## What this task involves
Using the data below, gather each line that includes the word "false".

## Available data
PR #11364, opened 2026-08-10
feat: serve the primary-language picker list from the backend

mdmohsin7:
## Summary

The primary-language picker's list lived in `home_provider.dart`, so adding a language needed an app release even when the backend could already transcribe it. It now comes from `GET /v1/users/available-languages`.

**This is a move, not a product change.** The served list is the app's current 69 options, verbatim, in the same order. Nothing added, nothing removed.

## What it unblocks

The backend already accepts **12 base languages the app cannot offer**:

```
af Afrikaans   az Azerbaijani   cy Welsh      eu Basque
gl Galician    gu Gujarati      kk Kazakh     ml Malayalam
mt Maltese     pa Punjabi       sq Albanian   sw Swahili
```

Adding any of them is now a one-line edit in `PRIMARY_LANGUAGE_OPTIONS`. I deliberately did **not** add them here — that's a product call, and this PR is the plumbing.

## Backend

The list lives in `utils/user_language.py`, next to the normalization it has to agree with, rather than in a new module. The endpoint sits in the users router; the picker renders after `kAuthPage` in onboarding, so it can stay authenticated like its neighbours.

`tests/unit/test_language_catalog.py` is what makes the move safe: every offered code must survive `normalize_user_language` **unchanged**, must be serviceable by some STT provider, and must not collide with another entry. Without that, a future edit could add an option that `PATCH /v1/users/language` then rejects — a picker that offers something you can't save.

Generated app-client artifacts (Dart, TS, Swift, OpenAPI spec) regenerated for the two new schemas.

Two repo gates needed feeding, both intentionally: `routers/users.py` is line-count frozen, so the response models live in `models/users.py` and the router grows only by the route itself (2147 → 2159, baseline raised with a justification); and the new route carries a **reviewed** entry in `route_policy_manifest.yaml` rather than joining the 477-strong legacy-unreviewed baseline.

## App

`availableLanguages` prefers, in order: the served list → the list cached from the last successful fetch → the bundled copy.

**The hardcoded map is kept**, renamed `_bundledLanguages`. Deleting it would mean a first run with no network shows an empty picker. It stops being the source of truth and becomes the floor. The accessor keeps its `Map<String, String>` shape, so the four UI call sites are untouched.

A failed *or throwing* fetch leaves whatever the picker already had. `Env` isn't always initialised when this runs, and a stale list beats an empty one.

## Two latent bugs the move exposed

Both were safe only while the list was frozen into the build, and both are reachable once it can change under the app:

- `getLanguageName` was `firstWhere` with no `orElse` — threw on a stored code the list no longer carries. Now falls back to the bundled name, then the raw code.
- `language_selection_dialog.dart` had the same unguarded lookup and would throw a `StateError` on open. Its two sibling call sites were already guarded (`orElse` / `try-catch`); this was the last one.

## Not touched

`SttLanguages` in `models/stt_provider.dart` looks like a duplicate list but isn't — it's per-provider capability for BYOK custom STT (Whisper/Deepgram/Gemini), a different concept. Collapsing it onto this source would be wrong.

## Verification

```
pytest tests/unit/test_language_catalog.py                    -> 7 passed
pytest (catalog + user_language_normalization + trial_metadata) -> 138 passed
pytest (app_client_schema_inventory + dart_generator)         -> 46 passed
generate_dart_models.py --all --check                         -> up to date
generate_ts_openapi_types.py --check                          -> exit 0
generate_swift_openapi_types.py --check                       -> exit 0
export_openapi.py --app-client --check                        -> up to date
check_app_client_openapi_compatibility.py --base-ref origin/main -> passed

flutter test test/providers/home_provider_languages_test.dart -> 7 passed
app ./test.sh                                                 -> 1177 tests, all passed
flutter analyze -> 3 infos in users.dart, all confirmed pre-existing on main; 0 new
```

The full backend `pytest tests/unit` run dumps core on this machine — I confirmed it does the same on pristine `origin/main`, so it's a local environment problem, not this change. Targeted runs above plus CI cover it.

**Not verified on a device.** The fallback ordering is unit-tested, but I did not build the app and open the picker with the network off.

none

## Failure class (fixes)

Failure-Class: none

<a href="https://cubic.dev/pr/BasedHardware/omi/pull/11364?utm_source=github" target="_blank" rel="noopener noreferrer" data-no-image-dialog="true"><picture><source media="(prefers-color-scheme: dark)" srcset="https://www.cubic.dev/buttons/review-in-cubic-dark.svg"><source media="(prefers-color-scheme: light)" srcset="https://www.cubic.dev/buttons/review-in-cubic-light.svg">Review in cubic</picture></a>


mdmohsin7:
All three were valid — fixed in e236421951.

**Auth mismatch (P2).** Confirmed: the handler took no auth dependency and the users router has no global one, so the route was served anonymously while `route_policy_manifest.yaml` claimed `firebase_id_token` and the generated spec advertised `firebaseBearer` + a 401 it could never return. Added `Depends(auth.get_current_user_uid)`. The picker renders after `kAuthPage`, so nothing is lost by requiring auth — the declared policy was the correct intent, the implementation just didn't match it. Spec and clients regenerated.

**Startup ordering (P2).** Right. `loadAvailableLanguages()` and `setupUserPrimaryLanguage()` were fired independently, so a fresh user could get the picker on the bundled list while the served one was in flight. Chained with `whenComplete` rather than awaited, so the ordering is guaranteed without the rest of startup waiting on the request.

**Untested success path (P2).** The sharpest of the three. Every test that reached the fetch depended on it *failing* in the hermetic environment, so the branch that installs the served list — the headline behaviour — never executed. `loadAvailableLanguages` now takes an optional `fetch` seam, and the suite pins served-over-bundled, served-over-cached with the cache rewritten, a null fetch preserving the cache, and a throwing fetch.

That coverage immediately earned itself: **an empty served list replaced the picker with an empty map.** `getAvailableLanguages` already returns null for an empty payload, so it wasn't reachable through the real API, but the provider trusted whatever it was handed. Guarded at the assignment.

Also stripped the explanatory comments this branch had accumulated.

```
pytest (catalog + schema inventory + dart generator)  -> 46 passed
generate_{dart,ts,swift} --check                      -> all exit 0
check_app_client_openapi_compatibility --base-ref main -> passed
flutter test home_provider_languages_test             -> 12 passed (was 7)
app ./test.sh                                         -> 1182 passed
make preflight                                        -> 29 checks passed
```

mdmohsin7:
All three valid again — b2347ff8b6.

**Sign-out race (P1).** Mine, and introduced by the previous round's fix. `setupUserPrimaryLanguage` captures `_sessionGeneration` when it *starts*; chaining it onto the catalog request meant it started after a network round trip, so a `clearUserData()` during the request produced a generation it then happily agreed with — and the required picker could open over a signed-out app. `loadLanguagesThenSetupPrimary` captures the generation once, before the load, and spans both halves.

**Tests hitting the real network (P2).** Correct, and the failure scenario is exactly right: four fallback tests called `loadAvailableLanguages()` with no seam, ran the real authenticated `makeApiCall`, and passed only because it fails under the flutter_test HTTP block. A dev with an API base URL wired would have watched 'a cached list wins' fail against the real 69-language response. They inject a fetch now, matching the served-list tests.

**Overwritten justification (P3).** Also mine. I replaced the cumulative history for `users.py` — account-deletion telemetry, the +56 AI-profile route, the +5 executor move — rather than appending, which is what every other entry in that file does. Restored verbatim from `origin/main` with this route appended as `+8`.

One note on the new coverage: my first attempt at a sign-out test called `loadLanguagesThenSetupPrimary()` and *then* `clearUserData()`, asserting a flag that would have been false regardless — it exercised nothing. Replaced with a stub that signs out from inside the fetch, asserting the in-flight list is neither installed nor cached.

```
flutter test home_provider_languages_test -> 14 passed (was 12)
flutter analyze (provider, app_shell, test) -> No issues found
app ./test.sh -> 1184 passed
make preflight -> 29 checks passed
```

---

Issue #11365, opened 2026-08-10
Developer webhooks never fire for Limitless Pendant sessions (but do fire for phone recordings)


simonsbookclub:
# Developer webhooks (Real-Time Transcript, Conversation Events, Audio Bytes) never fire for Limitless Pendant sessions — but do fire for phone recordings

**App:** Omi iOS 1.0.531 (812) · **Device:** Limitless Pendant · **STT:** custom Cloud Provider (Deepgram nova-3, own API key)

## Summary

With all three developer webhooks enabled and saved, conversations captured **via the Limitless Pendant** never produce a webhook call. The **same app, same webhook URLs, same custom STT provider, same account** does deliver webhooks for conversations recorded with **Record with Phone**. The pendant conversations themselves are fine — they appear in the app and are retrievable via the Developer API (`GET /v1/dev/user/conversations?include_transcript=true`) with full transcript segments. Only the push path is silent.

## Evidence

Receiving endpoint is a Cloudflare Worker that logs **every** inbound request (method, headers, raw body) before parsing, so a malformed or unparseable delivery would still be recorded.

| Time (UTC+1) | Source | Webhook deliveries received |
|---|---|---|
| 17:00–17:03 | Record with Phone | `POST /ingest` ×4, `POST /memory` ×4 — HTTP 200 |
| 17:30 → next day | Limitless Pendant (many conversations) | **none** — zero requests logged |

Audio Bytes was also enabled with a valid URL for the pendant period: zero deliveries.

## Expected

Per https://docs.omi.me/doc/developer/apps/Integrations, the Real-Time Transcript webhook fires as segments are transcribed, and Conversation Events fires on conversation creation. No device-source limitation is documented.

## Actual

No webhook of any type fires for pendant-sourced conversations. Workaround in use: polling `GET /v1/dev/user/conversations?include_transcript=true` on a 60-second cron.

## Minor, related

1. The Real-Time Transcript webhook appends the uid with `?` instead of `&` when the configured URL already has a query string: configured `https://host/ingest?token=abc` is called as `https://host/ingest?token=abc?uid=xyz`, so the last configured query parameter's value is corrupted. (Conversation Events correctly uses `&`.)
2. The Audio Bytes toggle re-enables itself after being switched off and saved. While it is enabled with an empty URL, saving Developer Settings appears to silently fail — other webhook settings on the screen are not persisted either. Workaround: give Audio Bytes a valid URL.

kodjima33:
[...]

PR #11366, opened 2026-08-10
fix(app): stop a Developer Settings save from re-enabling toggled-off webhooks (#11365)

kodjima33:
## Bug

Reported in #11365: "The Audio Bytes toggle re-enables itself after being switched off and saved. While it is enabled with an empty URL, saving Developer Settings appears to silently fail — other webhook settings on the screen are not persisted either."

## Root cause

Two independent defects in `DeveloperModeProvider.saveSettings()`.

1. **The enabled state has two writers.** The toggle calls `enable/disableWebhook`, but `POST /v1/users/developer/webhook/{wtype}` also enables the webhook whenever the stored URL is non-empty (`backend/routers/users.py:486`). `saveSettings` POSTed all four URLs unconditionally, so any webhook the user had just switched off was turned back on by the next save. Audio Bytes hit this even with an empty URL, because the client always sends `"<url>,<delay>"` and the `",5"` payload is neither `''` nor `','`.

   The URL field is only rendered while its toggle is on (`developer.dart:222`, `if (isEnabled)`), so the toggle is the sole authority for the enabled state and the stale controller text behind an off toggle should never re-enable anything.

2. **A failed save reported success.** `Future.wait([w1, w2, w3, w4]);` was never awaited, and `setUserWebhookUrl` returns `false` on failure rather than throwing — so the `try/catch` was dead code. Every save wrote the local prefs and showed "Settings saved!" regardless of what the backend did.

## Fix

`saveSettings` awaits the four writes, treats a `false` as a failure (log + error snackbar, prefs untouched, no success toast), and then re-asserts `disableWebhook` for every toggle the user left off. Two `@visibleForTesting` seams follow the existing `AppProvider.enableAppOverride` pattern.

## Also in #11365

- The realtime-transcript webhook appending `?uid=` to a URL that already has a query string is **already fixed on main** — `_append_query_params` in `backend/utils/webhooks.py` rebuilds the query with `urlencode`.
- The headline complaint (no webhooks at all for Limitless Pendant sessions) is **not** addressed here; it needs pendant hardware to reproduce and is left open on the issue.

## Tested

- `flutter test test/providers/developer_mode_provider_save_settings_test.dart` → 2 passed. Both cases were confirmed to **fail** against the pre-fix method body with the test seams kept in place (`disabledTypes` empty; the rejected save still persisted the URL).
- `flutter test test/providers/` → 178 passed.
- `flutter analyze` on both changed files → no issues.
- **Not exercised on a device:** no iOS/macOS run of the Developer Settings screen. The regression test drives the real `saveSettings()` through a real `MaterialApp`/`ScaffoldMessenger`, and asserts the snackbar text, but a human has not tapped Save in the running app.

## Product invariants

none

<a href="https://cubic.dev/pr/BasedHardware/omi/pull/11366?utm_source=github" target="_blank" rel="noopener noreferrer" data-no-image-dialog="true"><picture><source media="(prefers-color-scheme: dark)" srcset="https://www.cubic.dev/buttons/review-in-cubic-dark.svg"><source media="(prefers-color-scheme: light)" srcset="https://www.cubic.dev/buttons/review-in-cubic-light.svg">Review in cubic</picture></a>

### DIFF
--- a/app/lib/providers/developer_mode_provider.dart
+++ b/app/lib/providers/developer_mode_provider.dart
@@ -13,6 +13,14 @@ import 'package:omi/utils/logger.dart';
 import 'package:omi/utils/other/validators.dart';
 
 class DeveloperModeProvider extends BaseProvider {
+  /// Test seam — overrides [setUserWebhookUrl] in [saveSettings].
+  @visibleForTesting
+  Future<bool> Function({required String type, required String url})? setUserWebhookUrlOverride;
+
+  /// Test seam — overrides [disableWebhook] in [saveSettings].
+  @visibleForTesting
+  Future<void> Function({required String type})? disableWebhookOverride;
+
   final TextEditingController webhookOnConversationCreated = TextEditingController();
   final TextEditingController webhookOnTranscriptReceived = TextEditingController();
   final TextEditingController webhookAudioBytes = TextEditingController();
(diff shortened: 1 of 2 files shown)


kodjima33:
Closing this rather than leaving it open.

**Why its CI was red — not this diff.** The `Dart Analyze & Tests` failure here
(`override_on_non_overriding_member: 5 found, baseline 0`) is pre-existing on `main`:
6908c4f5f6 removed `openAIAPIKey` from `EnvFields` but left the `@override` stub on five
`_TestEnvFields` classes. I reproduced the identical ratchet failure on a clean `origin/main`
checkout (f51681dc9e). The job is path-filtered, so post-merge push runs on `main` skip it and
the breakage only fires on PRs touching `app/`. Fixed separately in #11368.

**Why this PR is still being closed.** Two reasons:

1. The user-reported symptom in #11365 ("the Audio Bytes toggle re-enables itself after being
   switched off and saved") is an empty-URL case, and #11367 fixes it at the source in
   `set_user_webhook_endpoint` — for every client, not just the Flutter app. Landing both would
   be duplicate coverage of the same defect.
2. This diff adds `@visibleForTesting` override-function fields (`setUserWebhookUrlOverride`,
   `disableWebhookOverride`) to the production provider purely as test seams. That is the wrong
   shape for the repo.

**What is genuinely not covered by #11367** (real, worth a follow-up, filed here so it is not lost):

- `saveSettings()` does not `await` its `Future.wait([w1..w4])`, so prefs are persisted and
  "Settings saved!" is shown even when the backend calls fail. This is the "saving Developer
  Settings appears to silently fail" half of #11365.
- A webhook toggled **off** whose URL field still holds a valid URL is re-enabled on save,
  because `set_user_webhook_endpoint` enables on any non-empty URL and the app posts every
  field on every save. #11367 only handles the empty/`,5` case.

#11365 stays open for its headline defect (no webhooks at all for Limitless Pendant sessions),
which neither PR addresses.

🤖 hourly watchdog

## Answer space
One note on the new coverage: my first attempt at a sign-out test called `loadLanguagesThenSetupPrimary()` and *then* `clearUserData()`, asserting a flag that would have been false regardless — it exercised nothing. Replaced with a stub that signs out from inside the fetch, asserting the in-flight list is neither installed nor cached.
2. **A failed save reported success.** `Future.wait([w1, w2, w3, w4]);` was never awaited, and `setUserWebhookUrl` returns `false` on failure rather than throwing — so the `try/catch` was dead code. Every save wrote the local prefs and showed "Settings saved!" regardless of what the backend did.
`saveSettings` awaits the four writes, treats a `false` as a failure (log + error snackbar, prefs untouched, no success toast), and then re-asserts `disableWebhook` for every toggle the user left off. Two `@visibleForTesting` seams follow the existing `AppProvider.enableAppOverride` pattern.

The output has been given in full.